Journal of Combinatorial Optimization ( IF 0.9 ) Pub Date : 2024-12-04 , DOI: 10.1007/s10878-024-01240-9 Xin Sun, Tiande Guo, Congying Han, Hongyang Zhang
In this paper, we theoretically study the Combinatorial Multi-Armed Bandit problem with stochastic monotone k-submodular reward function under full-bandit feedback. In this setting, the decision-maker is allowed to select a super arm composed of multiple base arms in each round and then receives its k-submodular reward. The k-submodularity enriches the application scenarios of the problem we consider in contexts characterized by diverse options. We present two simple greedy algorithms for two budget constraints (total size and individual size) and provide the theoretical analysis for upper bound of the regret value.

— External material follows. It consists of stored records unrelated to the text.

Issue #1357, opened 2022-04-25
Download button refreshes to show buy button 


jamiehewitt15:
During the process of purchasing download access to a dataset, the button constantly keeps refreshing to update the price. This continues to happen after all of the transactions have been signed. When the download button refreshes, it shows the "buy" button again which is very confusing for a user who has already bought the dataset. 

## Video

https://user-images.githubusercontent.com/20739535/165107608-3497facf-b13e-4241-b564-966bc60ac6c7.mp4

## To recreate

1. Buy the dataset and complete the transactions
2. After the "Download" button shows wait a few seconds until the next time that it refreshes.
3. You'll now see the "Buy" button is visible instead of the "Download" button

kremalicious:
If there is a simple fix to close issue we should go for it but the underlying issue is the `ButtonBuy` trying to do way too many things at the same time. This is also reflected in CodeClimate where this component show up as 2nd worse file we maintain:

<img width="815" alt="Screen Shot 2022-05-17 at 12 55 53" src="https://user-images.githubusercontent.com/90316/168805368-7a19e5ac-7296-468f-9d4c-1a05619877f0.png">

And if we have to add that many props to a component although we mostly try to use hooks, then it's clear something is wrong:

<img width="606" alt="Screen Shot 2022-05-17 at 12 58 04" src="https://user-images.githubusercontent.com/90316/168805702-07b157d5-1d1f-467a-ba70-21a63a9daed3.png">

So if we ant to solve this properly and prevent possible further bugs, this component needs to be split up based on our current usage, e.g. dedicated order button & download button components to split the complexity and such

PR #1360, opened 2022-04-26
restore order for assets with fixed pricing

### LINKED ISSUE #1356: Price is never calculated - Cannot read properties of undefined (reading 'baseToken')
**Describe the bug**
There are a couple of assets where the price isn't calculated. It is just endlessly loading....

**To Reproduce**
1. Go to [this asset](https://v4.market.oceanprotocol.com/asset/did:op:8edc467bce44355de5b6ee7a860f6d463cf494bbba3420a64e4f3038522d3ccb) and see that the price is never loaded.
2. Go to [this asset](https://v4.market.oceanprotocol.com/asset/did:op:b0d9ea2a46172d9425228d4bcef696536d44583af98f44e7610ebe3c0d02be81) and see that the price is never loaded.

**Expected behavior**
There should be a price and it should be possible to buy the dataset.

**Screenshots**

Price never loads - 2022-04-25_13-27

**Logs**

```
Uncaught (in promise) TypeError: Cannot read properties of undefined (reading 'baseToken')
    at 629-8534c0ba3d0887c7.js:1:32271
    at s (main-914fbfab4f90b52f.js:1:89133)
    at Generator._invoke (main-914fbfab4f90b52f.js:1:88921)
    at Generator.P.forEach.e.<computed> [as next] (main-914fbfab4f90b52f.js:1:89556)
    at xt (629-8534c0ba3d0887c7.js:1:29419)
    at i (629-8534c0ba3d0887c7.js:1:29623)
    at 629-8534c0ba3d0887c7.js:1:29684
    at new Promise (<anonymous>)
    at 629-8534c0ba3d0887c7.js:1:29563
    at o (629-8534c0ba3d0887c7.js:1:32593)
```

### LINKED ISSUE #1363: Buy doesn't work for assets published with a fixed price of 1 Ocean
Steps to reproduce:
1. Publish an asset using a fixed price schema and a price of 1 Ocean
2. Try to buy it
3. A "Failed to buy datatoken from pool" error shows up

https://v4.market.oceanprotocol.com/asset/did:op:3958da6ccc5439d48888d8b98c960444f0d1832b95e5ef20af899f03b5758be4 

Screenshot 2022-04-27 at 12 49 00

### LINKED ISSUE #1364: Download not working for Free assets
**Describe the bug**
There is an issue when trying to purchase Free assets. After clicking the "Get" button and signing the transactions, the asset isn't downloaded. The "Get" button remains in place and isn't replaced by the download button

**To Reproduce**
1. Purchase an asset
2. Notice that it isn;t downloaded

**Screen recording**

https://user-images.githubusercontent.com/20739535/165502878-f31f4056-c2e2-4b20-83de-059cb3aa0d42.mp4

EnzoVezzaro:
- Fixes #1356 .
- Fixes #1364 
- Fixes #1363 

Changes proposed in this PR:

- restore order for fixed pricing
- restore download button after purchase
- disable download/buy button if the user is on network different as the asset's

### DIFF
--- a/src/@utils/accessDetailsAndPricing.ts
+++ b/src/@utils/accessDetailsAndPricing.ts
@@ -256,6 +256,7 @@ export async function getOrderPriceAndFees(
     asset?.services[0].serviceEndpoint
   )
   orderPriceAndFee.providerFee = initializeData.providerFee
+  if (!orderPriceAndFee.providerFee) return
 
   // fetch price and swap fees
   switch (asset?.accessDetails?.type) {
--- a/src/components/Asset/AssetActions/Compute/index.tsx
+++ b/src/components/Asset/AssetActions/Compute/index.tsx
@@ -420,11 +420,7 @@ export default function Compute({
             assetTimeout={datasetTimeout}
             hasPreviousOrderSelectedComputeAsset={hasPreviousAlgorithmOrder}
             hasDatatokenSelectedComputeAsset={hasAlgoAssetDatatoken}
-            oceanSymbol={
-              accessDetails?.baseToken?.symbol
-                ? accessDetails.baseToken.symbol
-                : ''
-            }
+            oceanSymbol={accessDetails?.baseToken?.symbol || ''}
             dtSymbolSelectedComputeAsset={
               selectedAlgorithmAsset?.datatokens[0]?.symbol
             }
--- a/src/components/Asset/AssetActions/Compute/index.tsx
+++ b/src/components/Asset/AssetActions/Compute/index.tsx
@@ -420,7 +420,11 @@ export default function Compute({
             assetTimeout={datasetTimeout}
             hasPreviousOrderSelectedComputeAsset={hasPreviousAlgorithmOrder}
             hasDatatokenSelectedComputeAsset={hasAlgoAssetDatatoken}
-            oceanSymbol={accessDetails ? accessDetails.baseToken.symbol : ''}
+            oceanSymbol={
+              accessDetails?.baseToken?.symbol
+                ? accessDetails.baseToken.symbol
+                : ''
+            }
             dtSymbolSelectedComputeAsset={
               selectedAlgorithmAsset?.datatokens[0]?.symbol
             }
--- a/src/components/Asset/AssetActions/Download.tsx
+++ b/src/components/Asset/AssetActions/Download.tsx
@@ -60,7 +60,8 @@ export default function Download({
       if (
         asset?.accessDetails?.addressOrId === ZERO_ADDRESS ||
         asset?.accessDetails?.type === 'free' ||
-        (!poolData && asset?.accessDetails?.type === 'dynamic')
+        (!poolData && asset?.accessDetails?.type === 'dynamic') ||
+        !poolData
       )
         return
       setIsLoading(true)
@@ -82,7 +83,6 @@ export default function Download({
       )
 
       setOrderPriceAndFees(orderPriceAndFees)
-
       setIsLoading(false)
     }
 
--- a/src/components/Asset/AssetActions/Download.tsx
+++ b/src/components/Asset/AssetActions/Download.tsx
@@ -71,11 +71,17 @@ export default function Download({
         tokenInLiquidity: poolData?.baseTokenLiquidity,
         tokenOutLiquidity: poolData?.datatokenLiquidity,
         tokenOutAmount: '1',
-        opcFee: getOpcFeeForToken(poolData.baseToken.address, asset?.chainId),
+        opcFee: getOpcFeeForToken(
+          poolData?.baseToken?.address
+            ? poolData?.baseToken?.address
+            : asset?.accessDetails?.addressOrId,
+          asset?.chainId
+        ),
         lpSwapFee: poolData?.liquidityProviderSwapFee,
         publishMarketSwapFee: poolData?.publishMarketSwapFee,
         consumeMarketSwapFee: '0'
       }
+
       const orderPriceAndFees = await getOrderPriceAndFees(
         asset,
         ZERO_ADDRESS,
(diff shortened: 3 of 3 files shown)


kremalicious (approved):
good find. I see more weird things in that effect but will handle in #1357 like the loading spinner always being restarted whenever any of the dependency like `poolData` changes

EnzoVezzaro:
> #1357

yes, most probably for #1357 it's enough checking [these deps](https://github.com/oceanprotocol/market/blob/fix/issue-1356-loader-stuck-button-asset/src/components/Asset/AssetActions/Download.tsx#L90:L90) or just comment/remove these [2 lines](https://github.com/oceanprotocol/market/blob/fix/issue-1356-loader-stuck-button-asset/src/components/Asset/AssetActions/Download.tsx#L67-L68) - tried it, it works, but it's not the most clean solution.

I found another bug thought. Fixed assets are having issues when trying to buy. 

Screen Shot 2022-04-26 at 6 23 53 AM

kremalicious:
> but it's not the most clean solution.

yup, I would question putting a price loading spinner on the button in the first place, should be on the price as that's what's loading but not sure yet about best solution.

And that looks like a bug indeed, would be great to add this in a new issue unless you can quickly solve it in here with some optional chaining

EnzoVezzaro:
> 

Nope, this seems to be related to a query that is returning no information about the pool. Without this information the `order` call fails, it happens only for the `fixed` price asset. This bug actually made me go back to check my solution, and I found that this is what was actually causing the issue with the loader. I will continue solving the issue on this PR

alexcos20:
why are we buying from a pool when asset's price schema is fixed rate?

EnzoVezzaro:
> why are we buying from a pool when asset's price schema is fixed rate?

Yes. We had an issue with the logic, now should be fine.

jamiehewitt15 (approved):

src/components/Asset/AssetActions/Download.tsx
```diff
@@ -71,23 +71,29 @@ export default function Download({
...
+
       const orderPriceAndFees = await getOrderPriceAndFees(
         asset,
         ZERO_ADDRESS,
         params
       )
 
       setOrderPriceAndFees(orderPriceAndFees)
-      setIsDisabled(false)
+      if (isAssetNetwork) {
```
kremalicious, line 90: in theory, this makes `isAssetNetwork` a dependency of the effect, just like the removed `isLoading` so should be added to dependency array. That is unless something else in existing dependency would change on wallet network change too, in which case we would know better than ESLint and we should add an ESLint-disabling comment on the dependency array so the warning here doesn't appear:

Screen Shot 2022-04-27 at 21 48 29

src/components/Asset/AssetActions/Download.tsx
```diff
@@ -98,7 +104,9 @@ export default function Download({
 
     const isDisabled =
       !asset?.accessDetails.isPurchasable ||
+      !isAssetNetwork ||
```
kremalicious, line 107: this is such an obvious change and I we just missed that cause it's already in below crazy logic line. Which makes we wonder if we should rather split this up, as on quick look like user could have case where only `! isBalanceSufficient` happens which then would be also missed by below line. Can't remember what exactly the purpose of this line is so least we should do adding code comment describing intention.

src/components/Asset/AssetActions/Download.tsx
kremalicious: another thing, we might not need to call `setIsDisabled()` here based on `isAssetNetwork` as further down in the next effect we only deal with the disable state of the button.

src/components/Asset/AssetActions/Compute/index.tsx
```diff
@@ -420,7 +420,11 @@ export default function Compute({
             assetTimeout={datasetTimeout}
             hasPreviousOrderSelectedComputeAsset={hasPreviousAlgorithmOrder}
             hasDatatokenSelectedComputeAsset={hasAlgoAssetDatatoken}
-            oceanSymbol={accessDetails ? accessDetails.baseToken.symbol : ''}
+            oceanSymbol={
+              accessDetails?.baseToken?.symbol
```
kremalicious, line 424: `accessDetails?.baseToken?.symbol || ''` should be the same, just shorter?

src/@utils/accessDetailsAndPricing.ts
```diff
@@ -256,6 +256,7 @@ export async function getOrderPriceAndFees(
     asset?.services[0].serviceEndpoint
   )
   orderPriceAndFee.providerFee = initializeData.providerFee
+  if (!orderPriceAndFee.providerFee) return
```
kremalicious, line 259: double checking: under what circumstances could this `orderPriceAndFee.providerFee` be `null` or `undefined`? As this line stops all price fetching in case this is not defined. So question is if we should if maybe somewhere the provider owner would have not set it or something. Do we have a default set wherever we get this from which is not  `null` or `undefined`?

EnzoVezzaro: This is a edge case when the network is slow. It doesn't happen a lot, but basically yesterday I encounter an issue where the query failed (because infura was slow/down, today i haven't had this issue) and this failing call makes [this line](https://github.com/oceanprotocol/market/blob/fix/issue-1356-loader-stuck-button-asset/src/@utils/accessDetailsAndPricing.ts#L289) of code throw an error. To avoid this extremely limited edge case, I added this return when providerFee is null (aka there's an error retrieving the data). We can remove it, if we think this will not create a problem in the future.

src/components/Asset/AssetActions/Download.tsx
EnzoVezzaro: removed both as they're not necessary

src/components/Asset/AssetActions/Download.tsx
EnzoVezzaro: tested all possible combinations, didn't encounter errors. I have left a comment on it, but I'm not sure why [these conditions](https://github.com/oceanprotocol/market/blob/fix/issue-1356-loader-stuck-button-asset/src/components/Asset/AssetActions/Download.tsx#L108) are grouped though.

kremalicious: awesome, thanks for testing and those code comments are really great. We better not touch the line then if all works 🙃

For the total size budget, the proposed algorithm achieves a \(\frac{1}{2}\)-regret upper bound by \(\tilde{\mathcal {O}}\left( T^\frac{2}{3}(kn)^{\frac{1}{3}}B\right) \) where T is the time horizon, n is the number of base arms and B denotes the budget. For the individual size budget, the proposed algorithm achieves a \(\frac{1}{3}\)-regret with the same upper bound. Moreover, we conduct numerical experiments on these two algorithms to empirically demonstrate the effectiveness.
中文翻译:
全老虎机反馈下随机单调 k-submod 最大化的贪婪算法
在本文中,我们从理论上研究了全老虎机反馈下具有随机单调 k-submodular 奖励函数的组合多臂老虎机问题。在这种设置中,决策者可以在每一轮中选择一个由多个基础武器组成的超级手臂,然后获得其 k-submodular 奖励。k-submodularity 丰富了我们在以多种选择为特征的环境中考虑的问题的应用场景。我们针对两个预算约束(总规模和个人规模)提出了两种简单的贪婪算法,并提供了遗憾值上限的理论分析。对于总大小预算,所提出的算法实现了 \(\frac{1}{2}\) -遗憾上限 \(\tilde{\mathcal {O}}\left( T^\frac{2}{3}(kn)^{\frac{1}{3}}B\right) \),其中 T 是时间范围,n 是基础武器的数量,B 表示预算。对于单个大小预算,所提出的算法实现了具有相同上限的 \(\frac{1}{3}\) -regret。此外,我们对这两种算法进行了数值实验,以实证证明其有效性。